Dengan lembut, tangan Ian memegang bahu Arya. "Sayang, jangan marah padanya. Marahlah padaku karena aku yang memohon padanya untuk tidak mengatakannya padamu," tuturnya lembut.
Arya mengembuskan napasnya kuat. Lalu, dia memijit keningnya perlahan. Napasnya mulai memburu. Dia masih tak menyangka kalau sahabat-sahabatnya tahu ke mana Ian pergi. Sedangkan dirinya yang tak tahu apa pun dan mereka mencoba untuk menyembunyikan semua itu darinya.
Seketika Ian memeluk Arya. Dia berusaha menenangkan emosi kekasihnya yang mulai meluap-luap. Dia tahu bahwa dirinya salah, namun dia melakukan semua itu karena ada alasannya.
"Kau sudah tenang sekarang?
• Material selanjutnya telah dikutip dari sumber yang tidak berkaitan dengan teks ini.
PR #4094, opened 2023-03-21
Update account-chat-filter

evaan:
Not my plugin, pushed to the original plugin repo but was never pushed to the actual plugin hub.


Felanbird:
@MrSableye seems to be active on Github, did you attempt to ask them to update the plugin with your changes?

MrSableye:
Looks good to me, change was made a while back but I forgot to submit it here

PR #5656, opened 2024-03-09
Vorkath kicker

K0BIE:
A simple plugin that changes the poke vorkath option to a kick vorkath option. Also changes the animation that plays.


raiyni:
The boss kicker plugin already exists.

Nightfirecat:
Like raiyni said, this seems to behave the same as the Boss Kicker plugin. Given that, I'm closing this PR.

PR #5659, opened 2024-03-10
Updated Advanced Mining to v1.0.5

a-h-designs:
Temporarily removed Dense Essence until fixed properly as is was showing up no matter what you mined.


Nightfirecat:
[FYI, you can add a plugin conflict to your `@PluginDescriptor` instead of instructing users to disable the original plugin.](https://github.com/a-h-designs/Advanced-Mining/blob/c015ca41c69e9329aea2e30e9ceb1044f6da8182/README.md?plain=1#L11) That would certainly be a better user experience.

PR #5667, opened 2024-03-13
Update commit hash of rc-pouch

LameGames:
- Updated the commit hash to the latest master of the rc-pouch-usage plugin.

Updates since last hash inclue:

- Fixed counter not working when Bank window is not open;
- Improved onItemContainerChanged to prevent filling multiple pouches simultaneously from being treated as only filling the last-clicked pouch with the total stored essence;
- Removed ZMI-related stuff since plugin should not be dependent on being near ZMI now


Felanbird:
We don't accept updates from non-authors, have you tried contacting the author to update this plugin?

PR #5675, opened 2024-03-14
Create spec-jingle plugin

Samstiles:
Plays a sound effect at arbitrary configurable spec regen thresholds.

Useful for if you want to be audibly notified that you are able to spec with [your spec weapon of choice] when your spec regens when you may not be looking.


Nightfirecat:
It looks like this plugin just doesn't work at all the way it says it does? This code will play a jingle for any spec energy change which leaves you with above 0 spec energy: https://github.com/blert-io/spec-jingle/blob/d7ae00d0480410484c8dcbb4da6d740edbd61d2d/src/main/java/com/blert/spec_jingle/SpecJinglePlugin.java#L60-L65

PR #5679, opened 2024-03-14
Update Milestone levels to v1.0.2

Antimated:
- Added multi-level support; leveling from level 1 to 20 at once will now trigger notifications for level 10 and 20 (if those are set in your levels list).
- Notifications now check if the notification interface is not opened before displaying it.
- General cleanup of code


Adam-:
We do not allow reflection in pluginhub plugins. Update your plugin to remove reflection.

Antimated:
> We do not allow reflection in pluginhub plugins. Update your plugin to remove reflection.

Fixed and pushed

PR #5684, opened 2024-03-15
Update inferno-stats to v2.1.5

InfernoStats:
Add support for the blazing blowpipe animation to the Tick Loss handler


Felanbird:
Is [blob-square.png](https://github.com/InfernoStats/InfernoStats/blob/master/src/main/resources/blob-square.png) still needed/used anywhere? It's very large and Java blows it up to it's max size when it loads it into memory. (width * height * 4)

InfernoStats:
> Is [blob-square.png](https://github.com/InfernoStats/InfernoStats/blob/master/src/main/resources/blob-square.png) still needed/used anywhere? It's very large and Java blows it up to it's max size when it loads it into memory. (width * height * 4)

It is, but I can resize it with this PR

PR #5685, opened 2024-03-15
Update milestone levels to v1.0.4

Antimated:
- Removed setting to enable multi-levels, this is now default behaviour.
- Added support for virtual levels


Antimated:
Is there a reason why v1.0.3 doesnt have a checkmark behind it?

Felanbird:
> Is there a reason why v1.0.3 doesnt have a checkmark behind it?

Yes because Github doesn't run actions on every commit, unless they are all pushed separately. You pushed that commit along with the commit updating the branch with master changes, the exact same thing happened with your first branch update.

image


image

Felanbird:
As long as the most recent commit is ✔️ then yes there's nothing from the workflow check that would prevent merge

PR #5688, opened 2024-03-16
New plugin - Tostky Tracker. 

example-git:
Tostky Tracker is a plugin that adds an overlay that keeps track of all the ammo in your inventory and a panel that tracks total usage of ammo overall- Including cannonballs over time with the ability to reset the counter on demand.

### DIFF
--- a/plugins/tostky-tracker
+++ b/plugins/tostky-tracker
@@ -1,0 +1,2 @@
+repository=https://github.com/example-git/tostky-plugin.git
+commit=89860777ba9adbd0b8cb2ed18d4ba5520ec38003
--- a/plugins/tostky-tracker
+++ b/plugins/tostky-tracker
@@ -1,2 +1,2 @@
 repository=https://github.com/example-git/tostky-plugin.git
-commit=89860777ba9adbd0b8cb2ed18d4ba5520ec38003
+commit=7b2e6f988d057fdc8f491a6eda0045112bf8d143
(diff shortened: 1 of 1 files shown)


example-git:
Anyone get a chance to look at this?

cdfisher:
> Anyone get a chance to look at this?

Typically reviews for hub PRs, and especially for new plugins, can take several weeks, depending on when the people who do those reviews have time. Right now there's a lot of focus on getting updates together for the core client for Varlamore, so it may be a bit longer.

raiyni:
Does this plugin provide something the current item charges plugin doesn't?

example-git:
This is more focused on range equipment for grinding as well as tracking overall usage, not just remaining charge for cost tracking 
image
image


While the use case isn't as extensive as the itemlist covered by item charges I don't believe they allow you to track overall usage in this way. I was requested to make this for a friend who was trying to keep track of cannon ball usage over their grinding session and covered other ranged ammunition for the sake of it.

Nightfirecat:
You should [use a real author field](https://github.com/example-git/tostky-plugin/blob/7b2e6f988d057fdc8f491a6eda0045112bf8d143/runelite-plugin.properties#L2) for your plugin properties.
You should [scale your panel image down](https://github.com/example-git/tostky-plugin/blob/7b2e6f988d057fdc8f491a6eda0045112bf8d143/src/main/resources/icon.png) as Java will keep the full-size image in memory even when it is scaled down to be shown on the nav button.

LGTM otherwise.

example-git:
> You should [use a real author field](https://github.com/example-git/tostky-plugin/blob/7b2e6f988d057fdc8f491a6eda0045112bf8d143/runelite-plugin.properties#L2) for your plugin properties. You should [scale your panel image down](https://github.com/example-git/tostky-plugin/blob/7b2e6f988d057fdc8f491a6eda0045112bf8d143/src/main/resources/icon.png) as Java will keep the full-size image in memory even when it is scaled down to be shown on the nav button.
> 
> LGTM otherwise.

Done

Aku takkan melanjutkan semuanya jika kau tak ingin mendengarnya," tukas Ian.
"Aku tidak apa-apa, Ian. Aku hanya... tidak menyangka. Itu saja," gumam Arya dalam pelukan Ian.
Ian melepaskan pelukannya. Dia menarik selimut yang merosot dari tubuh Arya, lalu disangkutkan kembali di bahu Arya, menutupi tubuh terbukanya. Arya menatap Ian dengan enggan. Kini, emosinya pun mulai stabil. Semua itu karena pelukan Ian.[]
KAMU SEDANG MEMBACA
Mine (Sequel of Yours)
Mystery / ThrillerKepergian Ian membuat Arya berusaha untuk memecahkan kasus-kasus yang membahayakan dirinya semata-mata hanya untuk berita-berita yang ditulisnya. Namun, alasan di balik semua itu hanyalah alasan Arya untuk mencari Ian yang menghilang tanpa kabar dan...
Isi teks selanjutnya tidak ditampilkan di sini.